Are you running this on Dataproc serverless? What is the runtime version?

lorenh516 commented 1 month ago

Yes, running on Dataproc serverless with default runtime version. Looks like it's Spark runtime 2.2 LTS based on gcloud documentation. Update: The failed batch details subpage lists Version: 2.2.25.

Also noting that the error persisted when I tried using the .jar with latest connector version: https://storage.googleapis.com/spark-lib/bigquery/spark-bigquery-with-dependencies_2.12-0.40.0.jar.

davidrabinowitz commented 1 month ago

If you are running on Dataproc serverless, there's no need to set the connectors in the spark.jar property as they are built into the image. You can use the latest connector by setting --properties dataproc.sparkBqConnector.uri=gs://spark-lib/bigquery/spark-3.5-bigquery-0.41.0.jar on batch creation.

lorenh516 commented 1 month ago

thanks! i've switched to doing that, though it didn't resolve my issue.

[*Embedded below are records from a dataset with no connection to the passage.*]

PR #107, opened 2026-07-15
fix(security): stop leaking internal errors on activate/deactivate

### LINKED ISSUE #79: [SECURITY][MEDIUM] Activate/deactivate per-route catch blocks bypass global error handler — raw internal error messages returned in 500 responses
## Summary

The global Fastify error handler registered in `src/server.ts` correctly strips internal details from 5xx responses. However, two per-route `try/catch` blocks in `src/routes/productions.ts` — for the `POST /:id/activate` (line ~533) and `POST /:id/deactivate` (line ~587) endpoints — catch exceptions and forward `err.message` directly to the client:

```typescript
const message = err instanceof Error ? err.message : String(err)
return reply.status(500).send({ error: message, statusCode: 500 })
```

These per-route handlers run **before** the global error handler and short-circuit it. The raw `err.message` can contain Strom API error bodies (including internal service URLs), CouchDB error descriptions with document IDs, DNS resolution errors exposing internal hostnames, and SAT exchange failure details exposing the token service endpoint at `token.svc.prod.osaas.io`. This is a regression of the fix applied in #12 — the global handler was hardened but these two routes were not updated.

## CVSS Score
5.3 (Medium) — CVSS:3.1/AV:N/AC:L/PR:N/UI:N/S:U/C:L/I:N/A:N

## Category
OWASP A09:2021 — Security Logging and Monitoring Failures / Information Disclosure

## Affected File(s)
- `src/routes/productions.ts` — activate route error catch (~line 533–535)
- `src/routes/productions.ts` — deactivate route error catch (~line 587–589)

## Steps to Reproduce
1. Force a Strom API failure during activation (e.g. misconfigured `STROM_URL`).
2. `POST /api/v1/productions/:id/activate` — receive 500 with raw error message including internal service details.

## Remediation

Replace the raw `err.message` forwarding with a generic client message and log the full error server-side:

```typescript
// Before (leaks internal details):
const message = err instanceof Error ? err.message : String(err)
return reply.status(500).send({ error: message, statusCode: 500 })

// After:
req.log.error({ err }, 'Activation failed')
return reply.status(500).send({ error: 'Activation failed — check server logs', statusCode: 500 })
```

Apply the same pattern to the deactivate catch block. This aligns these routes with the global error handler pattern established in #12.

## References
- [OWASP A09:2021 — Security Logging and Monitoring Failures](https://owasp.org/Top10/A09_2021-Security_Logging_and_Monitoring_Failures/)
- Related: #12 (global error handler hardening)

YRWoods:
## Summary
Closes #79.

Per-route catch blocks on activate/deactivate forwarded `err.message` to clients, short-circuiting the global Fastify error handler and leaking Strom/CouchDB/SAT internals.

## Change
- Log full error server-side via `req.log.error`
- Return generic 500 messages only

## Test plan
- [ ] Force activation failure — response body has no internal host/URL/token detail
- [ ] Server logs still contain full error
- [ ] Deactivate path same

### DIFF
--- a/src/routes/productions.ts
+++ b/src/routes/productions.ts
@@ -530,9 +530,12 @@ const productionsRoutes: FastifyPluginAsync = async (fastify) => {
         _rev: insertResponse.rev,
       });
     } catch (err) {
-      const message = err instanceof Error ? err.message : String(err);
-      fastify.log.error({ err }, 'Failed to initiate production activation');
-      return reply.status(500).send({ error: message, statusCode: 500 });
+      // Do not forward err.message to clients — can leak Strom/CouchDB/SAT internals (#79)
+      req.log.error({ err }, 'Failed to initiate production activation');
+      return reply.status(500).send({
+        error: 'Activation failed — check server logs',
+        statusCode: 500,
+      });
     }
   });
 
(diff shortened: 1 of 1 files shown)


YRWoods:
Withdrawing.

davidrabinowitz commented 1 month ago

Can you please share the full stack trace from the 0.41.0 connector?

lorenh516 commented 1 month ago

I've made several changes to my code since last week and have since been able to write the joined table to BQ/ have not been able to reproduce the error. I'm going to close this issue for now and will open a new one if I run into it again.